Lord Justice Davis said Sirketi v Kupeli & Ors was a ‘melancholy tale’ in which the main issue in the litigation had for some time been costs, rather than the sums claimed. Total costs of the litigation are estimated to approach £2m, with the success fee set at 100% and no claimant protection through after-the-event insurance.

Airline Atlasjet had been ordered by Mrs Justice Whipple to pay 33% of the costs of a preliminary trial of test cases that would ultimately determine 838 claims. The claims were split into three categories; two categories were dismissed and, of the final category, 14 were successful.

Whipple made the percentage costs order on the basis of Atlasjet’s conduct during proceedings and her finding that the claimants were winners ‘because at the end of the day, they will receive a cheque from the defendant’.

In the Court of Appeal, however, two judges quashed the order following a one-day hearing last month, ruling that an order for no costs would be just and appropriate.

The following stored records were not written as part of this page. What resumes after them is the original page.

PR #3186, opened 2026-09-13
Show a command's sub-arguments with /packit help <command>

### LINKED ISSUE #3073: Add arguments to the `/packit help` command
As of now, Packit responds to the `/packit help` command in the comments of issues and PRs. It generates a response message containing the usage and a list of supported arguments.

However, it shows only top-level arguments available, so the user wouldn't be informed about sub-arguments such as the `--commit` sub-argument, which can be used following the `copr-build` argument like `/packit copr-build --commit 123456`.

The help command should support listing sub-argument. For example, the command to retrieving the sub-arguments of the `copr-build` job would be:

`/packit help build`

The implementation should be simple. The `GitCommentHelpHandler` would need to be editted. The `format_help` method can still be used, but it has to be called on the relevant parser object (the relevant sub-parser of the top-level parser). For example, the "copr-build" subparser would need to be retrieved in the case of sub-arguments relevant to `/packit copr-build`.

In case an argument doesn't support any sub-argument (for example `rebuild-failed`), Packit should still respond to `/packit help rebuild-failed`, but should make it clear to the user that there are no sub-arguments available.

burakeyler:
Fixes #3073

## What

`/packit help <command>` (also `/packit-stg`, `/packit-ci`, `/packit-ci-stg`) now replies with the help of that one command:

```
/packit help build
usage: /packit copr-build [--commit COMMIT] [--release RELEASE]

options:
  --commit COMMIT    run Copr build jobs configured with the commit trigger
  --release RELEASE  run Copr build jobs configured with the release trigger
```

```
/packit help rebuild-failed
/packit rebuild-failed has no sub-arguments.
```

- `packit_service/utils.py`: new `get_subcommand_help(parser, command)` finds the parser's subparsers action and calls `format_help()` on the relevant sub-parser, as suggested in the issue. Aliases (`build` → `copr-build`) resolve to the same parser. Returns `None` for an unknown command.
- `GitCommentHelpHandler.run`: reads the command tokens with the existing `get_packit_commands_from_comment(comment, prog)`; for `help <command>` it uses the sub-command help, falling back to the full help for anything unrecognised. The epilog is appended as before.

### One related change

Sub-parsers created by `add_parser` get `-h/--help` by default even though the top-level parser uses `add_help=False`. That would have shown `-h, --help  show this help message and exit` in every command's reply (meaningless in a comment), and it made "no sub-arguments" undetectable since every command had at least `-h`. Both `add_subparsers` calls now pass a `parser_class` that creates sub-parsers with `add_help=False` and the same `RawTextHelpFormatter`. The top-level `/packit help` output is unchanged.

## Tests

Five new tests in `tests/unit/test_comment_parsers.py`: sub-arguments listed (and no `--help`), alias resolves, a command without sub-arguments, unknown command → `None`, and the Fedora CI parser.

`tests/unit/test_comment_parsers.py`: 40 passed (35 existing + 5 new), `ruff check` / `ruff format --check` clean.

Caveat: I'm on Windows, where the full dependency set (Kerberos etc.) doesn't install, so I ran this file with the two parser fixtures provided directly rather than through `tests/unit/conftest.py`, and did not run the integration tests for the help handler (`tests/integration/test_pr_comment.py`). CI should cover those.

🤖 Generated with [Claude Code](https://claude.com/claude-code)


tests/unit/test_comment_parsers.py
```diff
@@ -310,3 +315,38 @@ def test_test_eln_branch_comment_fedora_ci(comment_parser_fedora_ci):
...
     assert args.check_target == "eln"
+
+
+def test_subcommand_help_lists_sub_arguments():
+    help_text = get_subcommand_help(get_comment_parser(prog="/packit"), "copr-build")
+
+    assert help_text.startswith("usage: /packit copr-build")
+    assert "--help" not in help_text
+    assert "--commit" in help_text
+    assert "--release" in help_text
```
betulependule, line 326: I noticed that none of the tests try to run `parse_args` like the previous tests do. So I tried adding:

```
commands = get_packit_commands_from_comment("/packit help build", packit_comment_command_prefix)

args = comment_parser.parse_args(commands)
assert args.command == "help"
```

And here is a snippet of the error that the test raised:

> /usr/lib64/python3.14/argparse.py:2012: in parse_args
>     self.error(msg)
>         args       = Namespace(package=None, command='help')
>         argv       = ['build']
>         msg        = 'unrecognized arguments: build'
>         namespace  = None
>         self       = ArgumentParser(prog='python3 -m pytest', usage=None, description=None, formatter_class=<class 'argparse.RawTextHelpFormatter'>, conflict_handler='error', add_help=False)
>

This isn't a big deal, because `arg_parse()` is called in `SteveJobs.parse_comment()`, which these kinds of commands ("/packit-stg help test" and similar) never reach. However, I would still prefer to edit the parsers to actually support sub-commands for the help command so that if anyone ever reads the code definition of the parser, they will know that commands such as "/packit-stg help test" are supported.

An argument with `nargs='?'` should be added to the help subparser:
https://github.com/packit/packit-service/blob/c1f019130b4e81a0c366a4886230a0115967eee8/packit_service/utils.py#L265-L268

Same for the help subparser in `get_comment_parser_fedora_ci()`.

packit_service/worker/handlers/forges.py
```diff
@@ -373,10 +374,15 @@ def run(self) -> TaskResults:
         parser = parser_func(prog=prog, description=HELP_COMMENT_DESCRIPTION)
         epilog = HELP_COMMENT_EPILOG.format(note=epilog_note, docs_url=docs_url)
 
+        # `/packit help build` shows the sub-arguments of one command; anything
+        # it does not recognise falls back to the full help.
+        help_text = parser.format_help()
```
betulependule, line 379: I noticed, when running this on a local deployment, that when I tried to run this handler for "/packit-ci-stg help test", the usage generated was as follows:

```
usage: /packit-ci-stg test [--target [{eln,rawhide}]] [test_identifier]

positional arguments:
  test_identifier       specific type of tests to run

options:
  --target [{eln,rawhide}]
                        target for which to trigger tests
```

`test_identifier` should include a list of supported values, but doesn't list them at the moment. This is because the Fedora CI parser is currently initialized without them. Previously, this handler didn't need to initialize the parser with these values because it didn't support showing the sub-commands (so these values wouldn't be shown).

Above, `parser_func(prog=prog, description=HELP_COMMENT_DESCRIPTION)` is called and it needs to be initialized with `supported_test_types` in case of the Fedora CI parser. Perhaps use `**kwargs` and set `supported_test_types` in the two if branches where the comments starts with `fedora-ci` and `fedora-ci-stg`? There are many ways of doing this, I think.

The list can be retrieved like this:

https://github.com/packit/packit-service/blob/c1f019130b4e81a0c366a4886230a0115967eee8/packit_service/worker/jobs.py#L273-L278

Perhaps add a new method to `GitCommentHelpHandler`, which calls the code above and returns `supported_test_types`?

betulependule, line 379: I'm also thinking whether we could also mention the expected format of the `targets` argument when "/packit help test" (or "/packit-stg help test") is used. [As our docs state](https://packit.dev/docs/retriggering#running-tests-with-builds-from-another-pull-request), the expected format is `<namespace>/<repo>#<pr_id>`, so it would be nice to mention it in the usage.

This is the current output when "/packit-stg help test" is used:
```
usage: /packit-stg test [--commit COMMIT] [--release RELEASE]
                        [--identifier IDENTIFIER] [--labels LABELS]
                        [--env ENV]
                        [targets ...]

positional arguments:
  targets               reference(s) to PR(s) in different repositories containing builds to test


options:
  --commit COMMIT       run tests configured with the commit trigger
  --release RELEASE     run tests configured with the release trigger
  --identifier, --id, -i IDENTIFIER
                        identifier of job for which to run tests
  --labels LABELS       comma-separated list of labels identifying tests to run
  --env ENV             environment variables
```

betulependule (commented):
Hello, thank you for taking an interest in Packit and opening this PR. I tested this on a local deployment and the changes are functional.  I left a couple of comments regarding small things I believe could make a small improvement. Overall, this PR looks good. I didn't find any major issues.

burakeyler:
Thanks for testing this on a local deployment and for the detailed feedback, @betulependule!

Addressed the first point in d871154: the `help` subparser in both `get_comment_parser()` and `get_comment_parser_fedora_ci()` now accepts an optional `command_arg` positional (`nargs=?`), named `command_arg` rather than `command` to avoid clobbering the top-level subparsers' `dest=command`. Added `parse_args()` round-trip tests for `/packit help build` and `/packit-ci help test`.

Verified with a standalone argparse harness (unable to run the full suite in this environment — see below) that:
- `/packit help build` -> `command='help'`, `command_arg='build'`
- `/packit help` (no sub-arg) -> `command_arg=None`
- `/packit build --commit abc` and other existing commands are unaffected
- `/packit-ci help test` -> `command='help'`, `command_arg='test'`
- `/packit-ci test rpmlint` still resolves `test_identifier` correctly

`ruff check` and `ruff format --diff` are clean on both changed files. I could not run the actual pytest suite here since `packitos` (a core dependency) needs `krb5.h`/kerberos headers to build and this sandbox has no Docker to use `make build-test-image` / `check-in-container` as CONTRIBUTING.md describes — please have CI confirm.

On your other two points — passing `supported_test_types` into the Fedora CI parser used for `/packit-ci help test`, and mentioning the `targets` format in the `test` help text — I'd rather not guess at the design here given you flagged multiple ways to do it (e.g. new `GitCommentHelpHandler` method vs. `**kwargs`, and where exactly to source `supported_test_types` from `jobs.py`). Happy to take a stab at either if you can confirm the approach you'd prefer, or I can leave those as a intentionally separate follow-up.

betulependule:
@burakeyler, thank you for the latest changes. They look ok.

When it comes to the `supported_test_types`, I was thinking of adding a method like this one to `GitCommentHelpHandler` (note that the variables are named a bit different in `GitCommentHelpHandler` than in the context of the code that I linked before):

```
    def get_fedora_ci_tests(self) -> list[str]:
        return DownstreamTestingFarmJobHelper.get_fedora_ci_tests(
            self.service_config,
            self.data.project,
            self.data,
            filter_specific_tests=False,
        )
```

Then we can use `kwargs` to pass `supported_test_types` to the parser, which needs this list, like this:
```
        kwargs: dict[str, Any] = {}

        if comment.startswith("/packit-ci-stg"):
            prog = HELP_COMMENT_PROG_FEDORA_CI_STG
            parser_func = get_comment_parser_fedora_ci
            epilog_note = self.get_epilog_note_fedora_ci()
            docs_url = DOCS_URL_FEDORA_CI
            kwargs["supported_test_types"] = self.get_fedora_ci_tests()
        elif comment.startswith("/packit-ci"):
            prog = HELP_COMMENT_PROG_FEDORA_CI
            parser_func = get_comment_parser_fedora_ci
            epilog_note = self.get_epilog_note_fedora_ci()
            docs_url = DOCS_URL_FEDORA_CI
            kwargs["supported_test_types"] = self.get_fedora_ci_tests()
        elif comment.startswith("/packit-stg"):
            prog = HELP_COMMENT_PROG_STG
            parser_func = get_comment_parser  # type: ignore[assignment]
            epilog_note = self.get_epilog_note()
            docs_url = DOCS_URL
        else:
            prog = HELP_COMMENT_PROG
            parser_func = get_comment_parser  # type: ignore[assignment]
            epilog_note = self.get_epilog_note()
            docs_url = DOCS_URL

        # Use determined parameters to create parser and epilog
        parser = parser_func(prog=prog, description=HELP_COMMENT_DESCRIPTION, **kwargs)
```

The `forges.py` file would also need this import somewhere at the top: `from packit_service.worker.helpers.testing_farm import DownstreamTestingFarmJobHelper`.

And as for the `targets` format, that would just involve making a small change in `get_comment_parser()`. Maybe just add the expected format mention in brackets? I'm fine with other solutions.

```
    test_parser.add_argument(
        "targets",
        nargs="*",
        help="reference(s) to PR(s) in different repositories containing builds to test \n"
        "(expected format: <namespace>/<repo>#<pr_id>)",
    )
```

burakeyler:
Thanks for the detailed suggestions, @betulependule — pushed 6cf13c7 implementing both.

- Added `GitCommentHelpHandler.get_fedora_ci_tests()` exactly as you sketched, and pass its result as `supported_test_types` into `get_comment_parser_fedora_ci()` for both the `/packit-ci` and `/packit-ci-stg` branches (not `/packit`/`/packit-stg`, which use the non-Fedora-CI parser).
- Added the `<namespace>/<repo>#<pr_id>` format hint to the `targets` argument's help text in `get_comment_parser()`.

Verified with a standalone harness (`get_comment_parser_fedora_ci(prog="/packit-ci", supported_test_types=["rpmlint","rpminspect"])` then `get_subcommand_help(parser, "test")`) that `/packit-ci help test` now renders the positional as `{rpmlint,rpminspect}` instead of the generic `test_identifier`, and that the `targets` help text carries the new format note.

Also added `test_pr_comment_help_handler_fedora_ci_test_choices` to `tests/integration/test_pr_comment.py`, mocking `DownstreamTestingFarmJobHelper.get_fedora_ci_tests` and asserting the posted help comment for `/packit-ci help test` contains the mocked test type names.

I could not run the actual pytest suite or mypy here — `packit_service/events/koji/tag.py` pulls in `koji`, which imports the Unix-only `pwd`/`resource` stdlib modules and ultimately `gssapi`, which requires a full MIT Kerberos for Windows install (system-level, not something I want to do in this sandbox); mypy here also errors inside an unrelated `click` dependency when checking against the pinned Python 3.9 target. `ruff check` and `ruff format --diff` are clean on all three changed files. Please have CI confirm the actual test run.

mfocko (commented):
LGTM. Thanks a lot for the contribution <3

I leave the merging to @betulependule once she decides it’s ready to merge 🫡

packit_service/worker/handlers/forges.py
```diff
@@ -371,7 +375,7 @@ def run(self) -> TaskResults:
             docs_url = DOCS_URL
 
         # Use determined parameters to create parser and epilog
-        parser = parser_func(prog=prog, description=HELP_COMMENT_DESCRIPTION)
+        parser = parser_func(prog=prog, description=HELP_COMMENT_DESCRIPTION, **kwargs)
```
betulependule, line 387: I didn't realize previously that calling `self.get_fedora_ci_tests()` in the if branches above would result in an API call whenever "/packit-ci(-stg) help" is called (and not just "/packit-ci(-stg) help test").

Let's make sure to only call it when necessary. Perhaps add these lines of code above line 377.

```
requested = get_packit_commands_from_comment(comment, prog)
requested_subcommand = requested[1] if len(requested) > 1 and requested[0] == "help" else None
if requested_subcommand == "test" and parser_func is get_comment_parser_fedora_ci:
    kwargs["supported_test_types"] = self.get_fedora_ci_tests()
```

This way, `kwargs["supported_test_types"] = self.get_fedora_ci_tests()` can be removed from the if branches above. The current line 384 can then be removed and 385 can be simplified to:

```
if requested_subcommand:
```

Hopefully this should be the last change request from me. :) I tested the code on a local deployment this morning and everything looks good otherwise.

burakeyler:
Good catch, thank you — pushed a83ed7d.

The requested subcommand is now worked out before the parser is built, and `supported_test_types` is only passed when the comment is `/packit-ci(-stg) help test`, so a plain `/packit-ci help` costs no API call. The two `kwargs["supported_test_types"] = ...` lines in the prefix branches are gone, and the later block is down to `if requested_subcommand:`, as you suggested.

Added `test_pr_comment_help_handler_fedora_ci_skips_test_lookup`, which asserts `get_fedora_ci_tests` is **never** called for `/packit-ci help`, next to the existing test that checks the choices do show up for `/packit-ci help test`. `ruff check` and `ruff format` are clean.

Thanks also @mfocko for the review.

betulependule (approved):
LGTM. Thank you. Could you please just clean up the commits? I'll be happy to merge it afterwards. I feel like some of the commits can be squished, but I'll leave it up to you. I also noticed that commit 6cf13c792b8e90c2c3a2c8b22a1617f3b2afcb63 includes the change adding `<namespace>/<repo>#<pr_id>`, which is unrelated to the Fedora CI parser like the commit title would make it seem, so it might be good to reword it a little if you're going to keep the commit.

burakeyler:
Cleaned up the history as requested — squashed the 6 commits down to 3, and reworded the one you flagged so its title matches its content:

1. `Show a command's sub-arguments with /packit help <command>` — the core feature, the mypy typing fix, and the optional `command_arg` positional, all folded together (they're one change: making `/packit help <command>` work).
2. `Document the targets argument's expected PR reference format` — pulled the `<namespace>/<repo>#<pr_id>` hint out on its own, since it isn't part of the Fedora CI parser work.
3. `Pass Fedora CI test choices into the /packit-ci help parser` — the Fedora CI test-type wiring, the test-stub fix, and the lazy-lookup optimization, squashed together.

No code changes — the final tree is byte-identical to the previous head (`a83ed7d`); this is a pure history rewrite (force-pushed). `ruff check` on the touched files is clean.

betulependule:
Hello @burakeyler, thank you for all your work. I did some final testing on a local deployment and everything looks good now, so I'll rebase the branch on main and merge afterwards. Thank you once again.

Lord Justice Hickinbottom noted in his lead judgment that the defendant had been successful in 792 claims and should be entitled to costs in relation to those individual claims (although the defendant’s success was offset by its conduct as found by the judge). The direction money travels in a group claim, Hickinbottom said, may not always properly reflect ‘success’.

He added: ‘Where the concept of overall ‘success’ may be a necessarily ambivalent concept, a search for an overall ‘winner’ may be a largely fruitless exercise.’

In a postscript to the judgment, Hickinbottom expressed his ‘dismay’ at the way costs far exceeded any claim the claimants may have had. For each claimant, the sum claimed in proceedings was estimated in the low hundreds. Litigation for them presented a ‘very high commercial risk out of all proportion to the potential prospective rewards’.

The defendant, for its part, refused to consider any form of compromise until shortly before trial, when its efforts were ‘too little and too late’. Its costs of the trial are around £800,000.

The judge added: 'From a very early stage, the main driver of these proceedings was clearly not the substantive sums claimed but costs.'

 

Jonathan Adkin QC and Robert Marven QC (instructed by Zimmers Solicitors) appeared for Atlasjet. The claimant was represented by Matthew Bradley and Jamie Carpenter (instructed by Hudson Morgan Williams Solicitors).